Have you ever swiped your MTA card, received the “insufficient fare” warning, then remembered you still haven’t Venmoed your friend for dinner last night and thought to yourself: I wonder if my sorry income will ever compare to the Kim Kardashian net worth? (Or am I alone on this?)
Forbes announced Wednesday that the Kim Kardashian net worth comes out to just over one-third of Kylie Jenner’s.
Jenner, whose net worth is an estimated $900 million, is slated to become the world’s youngest self-made billionaire by the time she’s 21.
Kylie Cosmetics is worth about $800 million (this alone is over twice as much as the Kim Kardashian net worth), and Jenner strategically uses her social media accounts to push ads.
“I don’t pay for advertisements,” Jenner told Fast Company last year. “I don’t do commercials. Social media is the only way I push it: Snapchat, Instagram.”
Both women utilize social media to promote their highly successful makeup lines. And though Jenner is worth more — Forbes calculated the Kim Kardashian net worth as $350 million — marketing experts have analyzed Kardashian’s social media strategy for years (long before Jenner even became a teenager).

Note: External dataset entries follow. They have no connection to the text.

Issue #570, opened 2019-05-30
Run button in Grading resets the editorValue


geshuming:
To reproduce: write non-erratic code and run the code. It may be due to the lack of UPDATE_EDITOR_VALUE action in grading.

Issue #350, opened 2018-09-04
Students should be able to see grades for individual tasks.


blackening:
Currently students can see the total grade and total xp, as well as comments for each task.

Students should be able to view their grade for each task.

jiachen247:
closed with #426

PR #2652, opened 2023-09-03
Fix unable to remove highlighting from code

### LINKED ISSUE #2645: Ace editor cursor change not being detected after multiple edit sessions introduced
To reproduce:
#### Bug 1
1. Highlight the scope of a name declaration via `Cmd-Shift-H` or `Ctrl-Shift-H`
2. Click somewhere else in the editor
3. The scope highlight does not disappear

#### Bug 2 (regression)
1. Place the cursor on a name in the program
2. The dotted boxes around the names belonging to the same declaration are not drawn

#### On further investigation...
- The `onCursorChange` method in `aceEditorProps` is not being called despite the cursor change
- This might be due to the editor session being changed
  - Either our implementation is leading to stale props & editor hooks
  - Or the library has a bug (unlikely)
- However, the `onChange` method is still being called properly when the editor value changes

Offending commit: https://github.com/source-academy/frontend/pull/2485/
```
// Comment out this line and the onCursorChange method works as expected
editor.setSession(props.session);
```

### Expected behaviour (`Cmd-Shift-H`, then clicking somewhere in the editor)
https://github.com/source-academy/frontend/assets/53928333/597bbd54-68ce-4828-80e8-f2ca5ca26995

### Bug 1
https://github.com/source-academy/frontend/assets/53928333/245dbc5c-8945-4ed1-a48d-01a79153dc27

### Bug 2
(Expected - dotted boxes around names belonging to the same declaration)
image

(Buggy behaviour - dotted boxes do not show up)
image

sayomaki:
### Description

This PR attempts to fix #2645 where the highlighting is stuck after the implementation to use multiple editor sessions, due to the `onCursorChange` event not firing properly. After much code testing and extensive troubleshooting, the issue has been narrowed down to a likely upstream library problem.

As seen from the source code in ReactAce ([`ace.tsx` on line 263](https://github.com/securingsincity/react-ace/blob/5e2290f716fa965ba70889cc94b4221ac93334ac/src/ace.tsx#L263)), the event registration for `changeCursor` (which is linked to `onChangeCursor`) is only performed once during the `componentDidMount` lifecycle stage. This means that, only the default session initially created together with the editor will have the events bound, and any other sessions (created by us) will not be registered with the events. Our implementation of sessions completely ignore the default built-in session, and is replaced with our own default session (see [`Editor.tsx`#570](https://github.com/source-academy/frontend/blob/7cea1313d591eed07f9265243a431db7a285d2e0/src/commons/editor/Editor.tsx#L350)). This causes the problem even when not in folder mode.

I have already opened an issue over at the upstream library (securingsincity/react-ace#1839), and will monitor the progress on the issue (although there seems to be little activity there as of writing). In the meantime, a hacky-ish workaround will be proposed to resolve this issue for now.

Therefore, the current proposed fix will try to bind the `onCursorChange` handler back onto the session every time the session changes (see [`Editor.tsx`#350](https://github.com/source-academy/frontend/blob/7cea1313d591eed07f9265243a431db7a285d2e0/src/commons/editor/Editor.tsx#L350)). However, a event listener check (that relies on some internal non-documented property) is also required, to ensure that the event is only registered once (for a total of 2 event listeners, one from the default ace editor and the handler from react-ace), preventing any memory/listener leakages.

The changes have been tested locally on the latest codebase, with the latest Chrome browser. Folder mode switching also appears to be working fine (which required the use of multiple `EditorSession` in the first place).

https://github.com/source-academy/frontend/assets/26355099/413d230a-6871-4524-b14d-efcf4d5fc2c7

### Type of change

### How to test

Checking whether moving the cursor after highlighting a code block with `Ctrl + Shift + H` (or `Cmd + Shift + H` on macOS) will un-highlight the block of code.

### Checklist

- [x] I have tested this code

### DIFF
--- a/src/commons/editor/Editor.tsx
+++ b/src/commons/editor/Editor.tsx
@@ -348,6 +348,22 @@ const EditorBase = React.memo((props: EditorProps & LocalStateProps) => {
       // See AceHelper#selectMode for more information.
       props.session.setMode(editor.getSession().getMode());
       editor.setSession(props.session);
+      /* eslint-disable */
+
+      // Add changeCursor event listener onto the current session.
+      // In ReactAce, this event listener is only bound on component
+      // mounting/creation, and hence changing sessions will need rebinding.
+      // See react-ace/src/ace.tsx#263,#460 for more details. We also need to
+      // ensure that event listener is only bound once to prevent memory leaks.
+      // We also need to check non-documented property _eventRegistry to
+      // see if the changeCursor listener event has been added yet.
+
+      // @ts-ignore
+      if (editor.getSession().selection._eventRegistry.changeCursor.length < 2) {
+        editor.getSession().selection.on('changeCursor', reactAceRef.current!.onCursorChange);
+      }
+
+      /* eslint-enable */
       // Give focus to the editor tab only after switching from another tab.
       // This is necessary to prevent 'unstable_flushDiscreteUpdates' warnings.
       if (filePath !== undefined) {


martin-henz (approved):
Nice temporary solution. Hopefully react-ace gets fixed soon based you your issue there.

Kim Kardashian net worth = $350 million. Here’s what one Kim Kardashian Instagram made
According to STAT news, Kardashian made more off one Instagram post than Trump makes in a single year.
The site obtained a contract from July 2015 between Kardashian’s company, Kimsaprincess, and the maker of morning sickness pill Diclegis, Duchesnay USA, that said she was paid half a million dollars for the post.
The FDA actually sent Duchesnay USA a letter ordering them to discontinue working with the celeb because she’d reportedly left out “all risk information” from the Instagram.
The $500,000 earned from the Kim Kardashian Instagram post is more than Trump’s presidential salary: $400,000. (Jealous? Read Shopify’s guide on how to make money off Instagram.)
But, if we’re talking about the president’s net worth, his trumps hers. The $350 million Kim Kardashian net worth is nothing (“nothing”) compared to Trump’s estimated $2.8 billion as of this year.
It’s safe to say, though, that when it comes to social media strategy (and aesthetic) Kim’s got Donald beat.